Backing Up Your Data

Recently a friend of mine lost about 12 months of his toddler’s photos when his hard drive crashed. With more and more of our important files being converted to electronic formats (pictures, home movies, tax records, and more) it is becoming critical to keep it backed up. Compared to the cost of digital SLR cameras, camera memory, computers, etc., ~$75 seems like a small price to pay to have, not just the photos, but all of your data backed up to a secondary removable drive. Although backing up can seem like a hassle, I have some scripts that make it a lot more convenient. I have a 1TB Western Digital Elements drive as my primary data drive on my server and a 500GB Western Digital Passport drive, which I backup monthly, in my Sentry 2 cubic foot Fire Safe. I also found a Sentry Waterproof Fire-Safe Hard Drive, but it isn’t theft resistant. There are also safes that enable the use of active drives inside such as the Sentry Data Storage Chest and the larger Sentry 2 cubic foot Fire Safe with USB which also has room for your other stuff and is a little less portable for theft resistance. I still question the data security of these drives, however, because if stolen, one could still access your data without opening the safe.
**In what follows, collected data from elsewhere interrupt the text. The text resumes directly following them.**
Issue #69, opened 2019-04-05
Add `UnitTestsWithHostApp` target so as to show examples of all test types


bachand:
As far as we know, Buck does not support UI tests cc: @dfed @qyang-nj .

Right now we have a target named `UITests`. In reality it sounds like this may be `UnitTestsWithHostedApp`.

I wonder if we should rename our test targets to be more clear. As a strawman, what if we did the following rename?

`:Tests` => `:UnitTests`
`:UITests` => `:UnitTestsWithHostedApp`

dfed:
If we rename `:UITests` => `:UnitTestsWithHostedApp`, we should remove the `XCUIApplication().launch()` line from our `UITests` target. Since that is the line that actually makes our `UITests` target a `XCUITest` (as far as I can tell).

Fwiw, I do think we should do both of these things per https://github.com/airbnb/BuckSample/pull/64#discussion_r272444327

qyang-nj:
I like this naming a lot. Just one thing, it should be `WithHostApp`, not `Hosted`. The app hosts the tests, not the other way around.

dfed:
Per https://github.com/airbnb/BuckSample/pull/70, I no longer think we need the naming changes.

bachand:
Wow nice!

I find the distinctions between these many types of tests very confusing.

I wonder if we should consider adding a third test target now: `UnitTestsWithHostApp`?

Then `BuckSample` could demo all of the different types of tests that you can run.

Even better we could add a comment above each test explaining why you would want to use one vs the other.

If you like that idea @dfed and @qyang-nj I can close this issue and open another that is more descriptive based on this new information.

dfed:
> I wonder if we should consider adding a third test target now: UnitTestsWithHostApp

Absolutely. I like this idea!

> If you like that idea @dfed and @qyang-nj I can close this issue and open another that is more descriptive based on this new information.

I’m happy to repurpose this issue rather than creating a new one

bachand:
Cool I updated the title.

If we do this we should probably rename the existing tests target to be `UnitTests`

dfed:
@bachand see #71 😉

bachand:
Hurray!

PR #71, opened 2019-04-05
Improve test structure

dfed:
This PR resolves https://github.com/airbnb/BuckSample/issues/69, and also generally improves how we declare tests.


bachand:
😍 this is great! Small nit is that it could be cool to add rules for each of them to our `Makefile`. AFAICT it seems like these tests are run in CI though so that’s great.

Thanks @dfed 🙏

dfed:
I was tempted to _remove_ `ui_test` from our Makefile, since all the tests will be run with `make test` at this point. I think these were separated out before because `ui_test` wasn't working, but I'm not sure.

bachand:
> I was tempted to _remove_ `ui_test` from our Makefile

I support this. What I mostly find confusing is that we have a rule for one type of test and not the others.

dfed:
And here's the PR: https://github.com/airbnb/BuckSample/pull/72

PR #73, opened 2019-04-06
add c++ library

gsabran:
Add a library that runs some c++ code, wrapped in ObjC.


Config/buck_rule_macros.bzl
```diff
@@ -136,6 +136,7 @@ def apple_lib(
 def first_party_library(
         name,
         has_objective_c = False,
+        has_cpp = False,
```
qyang-nj: From the parameters, it seems that the library can have any combination of swift, objc and cpp source code. Does this work for a case that contains both swift and cpp? If so, can you add a test case?

Libraries/Cpp1/Cpp1.modulemap
```diff
@@ -0,0 +1,6 @@
+framework module Objc1 {
```
dfed: I'm surprised you need to manually create a module map and an umbrella header. Does Buck not generate these for you due to the module having C++ in it?

Libraries/Cpp1/Sources/CppClass1.h
```diff
@@ -0,0 +1,5 @@
+#import <Foundation/Foundation.h>
+
+@interface Cpp1 : NSObject
```
dfed: Can we add a comment to this file saying that it is a header file for an Objective-C++ class?

Libraries/Cpp1/Sources/util.cpp
```diff
@@ -0,0 +1,7 @@
+#include "util.hpp"
+//Num::Num() : num(0) { }
```
dfed: let's remove this commentated out line if it isn't necessary

Libraries/Cpp1/Tests/Info.plist
```diff
@@ -0,0 +1,22 @@
+<?xml version="1.0" encoding="UTF-8"?>
```
dfed: If you rebase `master` I don't think you'll need this file. I obviated the need for it [yesterday](https://github.com/airbnb/BuckSample/pull/71/files#diff-85ae0899ab92ae7735513ea90991ee32R50).

Config/buck_rule_macros.bzl
dfed: By test case, we mean adding a `swift` file to this new module? Or something else?

Libraries/Cpp1/Sources/CppClass1.mm
```diff
@@ -8,4 +8,8 @@ - (NSInteger)add:(NSInteger)a with:(NSInteger)b {
     
     return a_cpp.getNum() + b_cpp.getNum();
 }
+
++ (NSInteger)add:(NSInteger)a with:(NSInteger)b {
+    return 0;//addition(a, b);
```
dfed: I'm guessing this change wasn't supposed to be committed?

Libraries/Cpp1/Sources/MyBridgedSwiftClassInMixedModule.swift
```diff
@@ -0,0 +1,9 @@
+import Foundation
+
+public class MyBridgedSwiftClassInCxxModule: NSObject {
+
+  public func findObjectiveCInstance() -> Any {
+    // Prove that Swift can find Objective C code in this module without a bridging header.
```
dfed: Nice!!

dfed: Though, quick nit: I think there is a bridging header, but it's generated by BUCK. It's because we have gathered the `.h` files into the `exported_headers`. This happens under the hood in `first_party_library`

Config/buck_rule_macros.bzl
gsabran: I added a swift file to this module

Libraries/Cpp1/Sources/MyBridgedSwiftClassInMixedModule.swift
gsabran: That was mainly a copy paste from https://github.com/airbnb/BuckSample/blob/master/Libraries/ObjcAndSwift/Sources/MyBridgedSwiftClassInMixedModule.swift#L6 I'll remove the comment.

Libraries/Cpp1/Cpp1.modulemap
gsabran: You're right. I was learning by imitation. It seems that this one can be removed as well: https://github.com/airbnb/BuckSample/tree/master/Libraries/Objc1

gsabran:
I'm not sure what to think of [cxx_library](https://buckbuild.com/rule/cxx_library.html) vs [apple_library](https://buckbuild.com/rule/apple_library.html). This PR is using the later at the moment through the `apple_cxx_lib` macro.

Libraries/Cpp1/Tests/Info.plist
gsabran: nice!

Libraries/Cpp1/Sources/CppClass1.mm
gsabran: :)

Libraries/Cpp1/Cpp1.modulemap
dfed: Good find! I'll put up a PR to clean up Objc1.

Libraries/Cpp1/Tests/Info.plist
dfed: To give credit where credit is due, I was just pushing upstream what @qyang-nj and @fdiaz had done internally 🙏

Libraries/Cpp1/Sources/MyBridgedSwiftClassInMixedModule.swift
dfed: Darnit. That's my comment too! I'll clean that one up.

dfed:
I think `apple_library` is the best bet – I'd guess that `cxx_library` wouldn't handle things like bridging headers for us.

Libraries/Cpp1/Sources/MyBridgedSwiftClassInMixedModule.swift
dfed: Actually, now I'm remembering how this works: bridging headers aren't needed in libraries (since the umbrella header acts as a bridging header), but they _are_ needed in executable targets (which do not have umbrella headers). I'll make this comment more explicit.

gsabran:
I don't think I've access to merge. Feel free to go ahead. Thanks for the reviews!

dfed:
Welp, forgot we had that restriction. Merging!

Look for my other posts regarding encrypting portable drives. Another option is to backup offsite, there are pay services, but also Windows Live offers 25GB of backup with their SkyDrive, although economy bandwidth can make this a bit slow to use. Even if you don’t feel like you need a fire-safe backup, I would still recommend getting your data on two drives. Your hard drive will fail. It may be predictable, which a few of mine have been, where you can toggle the power, or disconnect and plug in the drive again to regain functionality, but this isn't always the case. And you could send your drive off to be professionally recovered, but these services can be expensive. Even if you are not concerned about fire or theft, I would recommend getting a backup drive for peace of mind, and to prevent a devastating drive failure.